In this framework, the Panama papers scandal has have raised public awareness that international tax evasion and avoidance schemes are not just pursued by multinational companies, but also by wealthy individuals who seek to hide part of their assets from their States of residence.
On the other hand, the Panama papers have shed light on the schizophrenic reaction by the States the erosion of their tax bases. Especially through international organizations (OECD) and international networks (G20), governments have fostered cooperation in tax matters. The basic idea was that, in an integrated world, the system of Double Taxation Conventions needed more tax transparency and (automatic) exchange of tax information between sovereign States. In a second phase, in addition, the same organizations have suggested the refinement of the current rules on the distribution of the taxing powers (BEPS). In this sense, they have explicitly confirmed the basic structure of the current system based on the Double Taxation Conventions and worked on the update of the system to the different economic scenario. Except for the CCCTP Proposal, the European Union has reacted in a similar way. The updating of the connection factors is assigned to the so-called Anti-BEPS Directive; the tax transparency issue to the new Administrative Cooperation Directive and the agreement on the exchange of international rulings.
At the same time, the same governments have continuously intensified the competition to attract foreign direct investments, foreign multinationals e wealthy people.
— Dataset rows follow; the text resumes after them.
PR #1931, opened 2016-06-16
Move Usage from CAPI Polling to Crier Kinesis Stream

kenoir:
In order to more accurately and reliably monitor image usage.


usage/app/lib/KinesisStreamReader.scala
```diff
@@ -0,0 +1,57 @@
...
+import java.util.UUID
+
+import com.amazonaws.auth._
+import com.amazonaws.auth.profile.ProfileCredentialsProvider
+import com.amazonaws.internal.StaticCredentialsProvider
+import com.amazonaws.services.kinesis.clientlibrary.interfaces.{IRecordProcessor, IRecordProcessorFactory}
+import com.amazonaws.services.kinesis.clientlibrary.lib.worker.{InitialPositionInStream, Worker, KinesisClientLibConfiguration}
+import com.gu.logback.appender.kinesis.helpers.CustomCredentialsProviderChain
+
+class KinesisStreamReader {
```
kenoir: As this is not a general Kinesis stream reader impl, might be better to give it a more specific name (like `CrierStreamReader`).

usage/app/Global.scala
```diff
@@ -17,6 +17,10 @@ object Global extends WithFilters(CorsFilter, RequestLoggingFilter, new GzipFilt
   }
 
   override def onStart(app: Application) {
+    val crierReader = new KinesisStreamReader()
+
+    crierReader.start()
```
kenoir: As we are starting the worker before we've subscribed to the event stream, what's happening to events in the gap? Are they being queued for when the subscription starts or lost?

kenoir:
Some whitespace stuff to fix I think, not really important.

What do you think the behaviour of this will be if there are multiple instances reading from the Kinesis stream, (like during a deployment)?

usage/app/lib/EventProcessor.scala
```diff
@@ -0,0 +1,100 @@
...
+      Logger.debug(s"Initialized an event processor for shard $shardId")
+    }
+
+    override def processRecords(records: JList[Record], checkpointer: IRecordProcessorCheckpointer): Unit = {
+
+      records.asScala.map { record =>
+
+        val buffer: Array[Byte] = record.getData.array()
+
+        for {
```
kenoir: Does this need to be a `for` comprehension?

usage/app/lib/EventProcessor.scala
```diff
@@ -0,0 +1,100 @@
...
+
+    private def processEvent(event: Event): Unit = {
+
+      val dateTime: DateTime = new DateTime(event.dateTime)
+
+      event.eventType match {
+        case EventType.Update => {
+
+          event.payload match {
+            case Some(content: EventPayload.Content) => {
```
kenoir: Do we know what kind of content is available in this stream? Fronts? Galleries?

usage/app/lib/KinesisStreamReader.scala
```diff
@@ -0,0 +1,57 @@
...
+
+  protected val eventProcessorFactory = new IRecordProcessorFactory {
+    override def createProcessor(): IRecordProcessor =
+      new CrierEventProcessor()
+  }
+
+  lazy val worker = new Worker(eventProcessorFactory, config)
+
+  private lazy val workerThread =
+    new Thread(worker, s"${getClass.getSimpleName}-$workerId")
```
kenoir: Is a `Thread` the best way to do this? What about an Akka Actor?

usage/app/lib/UsageStream.scala
```diff
@@ -9,16 +10,22 @@ import com.gu.mediaservice.model.{PendingUsageStatus, PublishedUsageStatus}
 import model._
 
 object UsageStream {
-  val contentStream = MergedContentStream.observable
 
-  val observable = contentStream.flatMap((container: ContentContainer) => {
-    val usageGroupOption = UsageGroup
+  val contentStream: Observable[ContentContainer] = MergedContentStream.observable
+
+  //TODO: restore this back to flatmap when ready
```
kenoir: Remove comment?

kenoir:
Nice work. A few questions to answer but it'll be good to remove the polling.

kenoir:
Is there a way to test this against the existing polling method to ensure it's doing the same thing?

usage/app/lib/EventProcessor.scala
LATaylor-guardian: We don't provide fronts or galleries, only content https://github.com/guardian/content-api-models/blob/master/models/src/main/thrift/content/v1.thrift#L1206

and 

See: https://github.com/guardian/content-api-models/blob/master/models/src/main/thrift/events/crier/event.thrift#L46

We supply update, retrievableUpdate (when the event is too large for Kinesis) and delete events.

kenoir: @LATaylor-guardian Thanks Luke. Any plans to include other content types?

LATaylor-guardian: We don't at the moment as no one has expressed a need for them, but are happy to consider others if requested. Something like Fronts doesn't exists within CAPI so would not be something we personally would provide.

Reettaphant:
@kenoir Multiple instances can coordinate reading from the stream: http://docs.aws.amazon.com/streams/latest/dev/developing-consumers-with-kcl.html

usage/app/Global.scala
Reettaphant: They are being queued as explained here: http://reactivex.io/documentation/subject.html

kenoir:
@Reettaphant can you rebase / merge master here?

Reettaphant:
@kenoir yes, I've done that now.

kenoir:
:+1:

PR #1935, opened 2016-06-17
Batch leases front end

NickPapacostas:
batch-leases-search-view
leases-upload-page

TODO:
- Jumpiness on search page and uploads
- audit requests being made, some may be excessive
- [X] upload page styles generally
- [X] batch apply on uploads page?


kahuna/public/js/leases/leases.js
```diff
@@ -31,60 +47,81 @@ leases.controller(
...
                     )
                     .finally(() => {
-                        ctrl.editing = false;
-                        ctrl.adding = false;
                         ctrl.resetLeaseForm();
                 });
             }
         };
 
+        function addLease(newLease) {
```
kenoir: When called from a batch event we can't distinguish between the image that originated the update and the ones to which it _should_ apply. Consequently the lease is double applied to the originating image.

kahuna/public/js/leases/leases.js
```diff
@@ -31,60 +47,81 @@ leases.controller(
...
+
+        // These events allow this control to work as a hybrid on the upload page
+        const batchAddLeasesEvent = 'events:batch-apply:add-labels';
+        const batchRemoveLeasesEvent = 'events:batch-apply:remove-labels';
+
+        if (Boolean(ctrl.withBatch)) {
+            $scope.$on(batchAddLeasesEvent,
+                    (e, leases) => leases.map(lease => addLease(lease)));
+            $scope.$on(batchRemoveLeasesEvent,
+                    () => console.log("batch-remove-leases"));
```
kenoir: We need to add a remove all leases for an image method to the lease service I think.

kahuna/public/js/leases/leases.js
kenoir: Perhaps the batch apply should remove and re-add all leases (so multiple leases would be sent)?

kenoir:
Two things strike me from working on this PR:
- We need a better way to tell if leases have been updated when sending the `updated-leases` event, it works when adding or removing a single leases but if we want to be able to make multiple changes where the count remains the same *it wont work*.
- The upload page batch methods are a damn mess. This PR introduces **another** way of doing a batch update when one already exists. Needs looking at.

kenoir:
:+1: Release after referendum.

kenoir:
This PR now includes changes to media-api and leases - both apps will need to be released first before Kahuna.

NickPapacostas:
> make multiple changes where the count remains the same it wont work.

How can the count remain the same? Maybe if there's latency and you make two changes back to back? 
Regardless, I agree it's not the best way, I thought it would be a good proxy so we didn't have to compare the lease objects themselves. 

As for the batch uploads, I gave it a try and it works well so I say we go with your approach.  Ultimately I think it will be tough to unify label and lease batching from the uploads page because their models are different (labels aren't their own 1-1 objects with images from what I can tell). So I'm not sure we'll be able to do any better.

kahuna/public/js/components/gr-panels/gr-panels.css
```diff
@@ -18,7 +18,6 @@
     width: 290px;
     position: fixed;
     background: rgba(68, 68, 68, 0.9);
-    overflow: auto;
```
ShaunYearStrong: On long panels this may allow things to overflow out of the page. I'm not sure there's a good solution for this as you can't have it hidden in one direction and visible in the other. Just something someone may point out.

kahuna/public/js/leases/leases.css
```diff
@@ -93,14 +111,41 @@ gr-leases .gu-date-range__display {
...
+gr-leases.leases-flex {
+  display: flex;
+  flex-direction: row;
+}
+
+gr-leases.leases-flex ul {
+  display:flex;
+  flex-direction: row;
+  line-height: 1em;
+  font-size: .75em;
```
ShaunYearStrong: Mixing between `rem` and `em` is bad. tru to use just one, probably `rem` as it's far easier to predict what the result will be.

kahuna/public/js/leases/leases.css
```diff
@@ -43,15 +57,11 @@ gr-leases .metadata-line__key {
   margin-bottom: 10px
 }
 
-gr-leases gr-confirm-delete {
-  float: right;
-}
-
-.active.allowed {
+.allowed {
   background-color: lightgreen;
```
ShaunYearStrong: Use hex for consistency

PR #1938, opened 2016-06-27
make leases trigger persistence

NickPapacostas:
I noticed some images with leases have been removed by reaper. 

How do we feel about this, should having a lease (expired or current) trigger persistence? 

I was tempted to say if theres a "current" lease don't delete it, but there were a few expired leases with useful notes and some leases might be in the future and therefore not current.


kenoir:
> How do we feel about this, should having a lease (expired or current) trigger persistence? 

Yes.

:+1:

PR #1943, opened 2016-07-01
Usages stream

Reettaphant:
To try to make usages work on prod this pr: 

- does not merge preview/live streams together to avoid indexing errors
- varies the app name according to stage


kenoir:
:+1:

PR #1946, opened 2016-07-05
[WIP] Fix memory leak

Reettaphant:


Reettaphant:
@kenoir It's been running fine on test for quite a while. The limit of 20 is a random number, I'm not sure how to set the limit.

PR #1948, opened 2016-07-06
Usage improvements

Reettaphant:
- Use publish subject instead of replay subject
- wait for thrift deserialization before processing event to save memory
- process only one usage per image and content


kenoir:
:+1:

Reettaphant:
@kenoir This is now finished

PR #3, opened 2025-06-20
Create scaffolding for REST API and device-gateway server and handler logic

doanac:


vkhoroz (commented):
LGTM

This is a huge load of work. Thanks!

PR #58, opened 2025-12-05
auth: Move scopes to bitmask model

doanac:
Doing string comparisons is becoming difficult and error prone for new code being written to manage permissions and tokens. This approach makes it easier to manage and test scopes.


vkhoroz (approved):
LGTM

PR #119, opened 2026-02-18
Rate limits

doanac:


doanac:
@vkhoroz - here is a work-in-progress idea for rate-limits and blocking users. I think this may be a better approach than https://github.com/foundriesio/dg-satellite/pull/113 and solve a better problem than what the original PR was doing. 

take your time - this was weird to sort out. I was surprised how much code I had to come up with to do this; I expected to find libraries that could handle more of this.

doanac:
@vkhoroz - i've re-worked this a couple times. This current version feels like it getting closer to something we could live with. No rush - but take a look and see what you think.

auth/provider_local_ratelimter.go
```diff
@@ -0,0 +1,142 @@
...
+	if allow, err := rl.store.Allow(identifier); !allow {
+		if !exists {
+			r := float64(1) / 60
+			v = &visitor{
+				Limiter:  rate.NewLimiter(rate.Limit(r), rl.badAuthLimit),
+				lastSeen: now,
+			}
+			rl.visitors[identifier] = v
+		}
+		v.blockUntil = now.Add(rl.attemptsBlockDuration)
```
vkhoroz, line 156: IIUC this is the per-second rate-limiter block competing with the bad-auth rate-limiter for the place within the same map (see e.g. line 95).  It seems to me that you've made a good deal of tracking that competition properly.

I think it only deserves a small comment to explain it. For example, I was worried that a currently set `blockUntil` might be already set to a later time than what we're trying to set... but this is already handled by line 122 above.

auth/provider_local_ratelimter.go
```diff
@@ -0,0 +1,142 @@
...
+	v, exists := rl.visitors[identifier]
+	if !exists {
+		// Allow 5 bad auth operations per minute before blocking,
+		// rate-limiter doesn requests/second, this converts to requests/minute
+		r := float64(1) / 60
+		v = &visitor{
+			Limiter:  rate.NewLimiter(rate.Limit(r), rl.badAuthLimit),
+			lastSeen: time.Now(),
+		}
+		rl.visitors[identifier] = v
```
vkhoroz: This code is copied in two places - a good candidate to extract into smth like `v = rl.newVisitor(identifier, now)`

auth/provider_local_ratelimter.go
```diff
@@ -0,0 +1,142 @@
...
+func (rl *localAuthRateLimiter) FlagBadOperation(c echo.Context) {
+	rl.mutex.Lock()
+	defer rl.mutex.Unlock()
+
+	identifier := c.RealIP()
+	v, exists := rl.visitors[identifier]
+	if !exists {
+		// Allow 5 bad auth operations per minute before blocking,
+		// rate-limiter doesn requests/second, this converts to requests/minute
+		r := float64(1) / 60
```
vkhoroz, line 95: This is actually a `const MinutesPerSecond float64 = 1.0 / 60.0`

auth/provider_local_ratelimter.go
```diff
@@ -0,0 +1,142 @@
...
+	}
+
+	// Check if this IP is already blocked
+	v, exists := rl.visitors[identifier]
+	if exists && (now.Before(v.blockUntil) || v.Tokens() <= 0) {
+		return false, errTooManyBadAuthOps
+	}
+
+	// Check the per-second rate limit; if exceeded, block the IP for 1 minute
+	if allow, err := rl.store.Allow(identifier); !allow {
```
vkhoroz: Just IMHO we don't need to re-use this echo's middleware at all.
We save maybe some 3-5 lines of code, but drag a dependency which kind of copies the entire visitors logic with separate mutexes and garbage collection.

What we can do instead is declare two `rate.Limiter` fields inside our visitor class: one for bad-auth-per-minute-limit and one for auth-attempt-per-second-limit, and use their `AllowN` methods directly (like you already do inside `FlagBadOperation`. That would save a lot of computational logic, which is currently hidden behind this deceptive call to `store.Allow`.

auth/provider_local_ratelimter.go
```diff
@@ -0,0 +1,142 @@
...
+	now := time.Now()
+	if time.Since(rl.lastGc) > 5*time.Minute {
+		for id, v := range rl.visitors {
+			// we flag operations by the minute, so 2 minutes is plenty
+			if time.Since(v.lastSeen) > 2*time.Minute && now.After(v.blockUntil) {
+				delete(rl.visitors, id)
+			}
+		}
+		rl.lastGc = now
+	}
```
vkhoroz, line 129: This GC part is what I'm a bit worried about. Under load we might end up with a staggering number of requests waiting for a mutex, while the single request which hit the GC logic is trying to clean up thousands of visitors. We give an attacker an easy target to DDoS.

This is often sorted out by "generations", and in our case we actually only need two generations: front and back.
Here is how it works:
1. We declare two maps of visitors `rl.front` and `rl.back`.
2. When we look up for a visitor - we look into `rl.front` and then into `rl.back`.
3. If a visitor exists in `rl.back` (but not `rl.front`) - it is moved to `rl.front`.
4. Each new visitor is added to `rl.front`.
5. Once upon a time (e.g. twice the maximum block interval) we perform a simple pointer swap: `rl.back = rl.front; rl.front = make(map)`.

What we effectively do that way:
1. Active visitors are always moved to front and stay there (as long as they are still active).
2. Stale visitors are garbage collected instantly in huge chunks without a necessity to loop over each visitor.

This kind of garbage collection is constant regardless of the number of visitors.
A small price to pay is a marginally slower visitor lookup, which is still close to zero and almost constant.

WDYT?

auth/provider_local_ratelimter.go
```diff
@@ -0,0 +1,142 @@
...
+
+	identifier := c.RealIP()
+	v, exists := rl.visitors[identifier]
+	if !exists {
+		// Allow 5 bad auth operations per minute before blocking,
+		// rate-limiter doesn requests/second, this converts to requests/minute
+		r := float64(1) / 60
+		v = &visitor{
+			Limiter:  rate.NewLimiter(rate.Limit(r), rl.badAuthLimit),
+			lastSeen: time.Now(),
```
vkhoroz: This `lastSeen` get overwritten below (line 97).

auth/provider_local_ratelimter.go
```diff
@@ -0,0 +1,142 @@
...
+		}
+		rl.visitors[identifier] = v
+	}
+	v.lastSeen = time.Now()
+	allow := v.AllowN(v.lastSeen, 1)
+	if !allow {
+		v.blockUntil = time.Now().Add(rl.badAuthBlockDuration)
+		context.CtxGetLog(c.Request().Context()).Warn("Too many bad auth operations. Blocking IP", "ip", identifier, "until", v.blockUntil)
```
vkhoroz: This "trivial" line may become a bottleneck, as it is a heavy I/O operation which is still covered by a mutex lock - something that must have been released as soon as possible.

Thus, I'd split this method into two parts - operating on visitors (covered by mutex) and anything else (outside the lock). Currently, this is a single line which matches the "anything else" definition, but it is worth a deal.

auth/provider_local_ratelimter.go
```diff
@@ -0,0 +1,142 @@
...
+		if !exists {
+			r := float64(1) / 60
+			v = &visitor{
+				Limiter:  rate.NewLimiter(rate.Limit(r), rl.badAuthLimit),
+				lastSeen: now,
+			}
+			rl.visitors[identifier] = v
+		}
+		v.blockUntil = now.Add(rl.attemptsBlockDuration)
+		slog.Warn("Rate limit exceeded. Blocking IP", "ip", identifier, "until", v.blockUntil, "error", err)
```
vkhoroz: I think this log can be a part of the `DenyHandler`. That way is is not covered by a mutex, and we can also access the request context over there.

auth/provider_local_ratelimter.go
```diff
@@ -0,0 +1,142 @@
...
+		return false, errTooManyBadAuthOps
```
vkhoroz: IIUC this is a plain "per-second" rate limit being hit i.e. not really a "too-many-bad-auth".

vkhoroz (commented):
I like this - it does what we need.

My comments are primarily about how to make this middleware's footprint smaller and make the time spent inside a mutex lock predictable.

auth/provider_local_ratelimter.go
vkhoroz: What might sound complex, is actually trivial in coding:
```
type visitorMap struct {
	front map[string]*visitor
	back  map[string]*visitor
}

func (m *visitorMap) get(id string) visitor {
	v, ok := m.front[id]
	if !ok {
		if v, ok = m.back[id]; ok {
			// We may actually skip this, as `m.back` is anyway garbage collected later.
			// There is no optimization from a memory perspective, as the map size never shrinks down IIRC, and we only store a pointer here.
			delete(m.back, id)
		} else {
			v = &visitor{...}
		}
		m.front[id] = v
	}
	return v
}

func (m *visitorMap) gc() {
	m.back = m.front  // garbage collects m.back
	m.front = make(map[string]*visitor, 1000)
}

func newVisitorMap() *visitorMap {
	return &visitorMap{
		make(map[string]*visitor, 1000), // pre-allocate enough space to avoid re-sizing.
		make(map[string]*visitor, 0), // initially, back generation is empty
	}
}
```

doanac:
@vkhoroz - this latest force-push is a lot closer to what you want. It doesn't have the optimization for GC logic.

However, as I'm reading this, I've decided this should go one layer lower and be available to *all* auth providers. e.g. we should do rate limits for API requests that use the wrong token.

I'm going to work on a new PR that will look a lot like this in structure, but be managed differently from a config and auth provider standpoint.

Special regimes, international rulings and similar instruments have been introduced in order to increase the national taxable income to the detriment of the other national governments.
That being said, what is wrong with global tax law?
As far as individuals are concerned, the basic principles to allocate (international) taxing rights – the ability to pay and benefit principles – are still appropriate within the modern conception of the taxable income. In this sense, international problems can be tackled through increased tax cooperation and transparency. The shift from the taxation of income produced to the taxation of income consumed would obviously modify these conclusions.
As to corporations, I am not personally convinced that taxing multinational groups at arm’s length together with an increase of tax cooperation would solve the problems of global tax law. In this case, the problem lies in the structural principles behind international taxation of multinational groups and, therefore, a reaction based only on tax transparency is clearly insufficient. To fix this problem, the introduction of a formulary apportionment for groups at the international level would be required, i.e. the international harmonization of corporate tax rules. As we know, the European Union has been working on this direction since 2011, to little avail. Is this feasible? Probably not! This means that, notwithstanding the strong US skepticism, the BEPS Actions are the only possible way to move forward at the moment.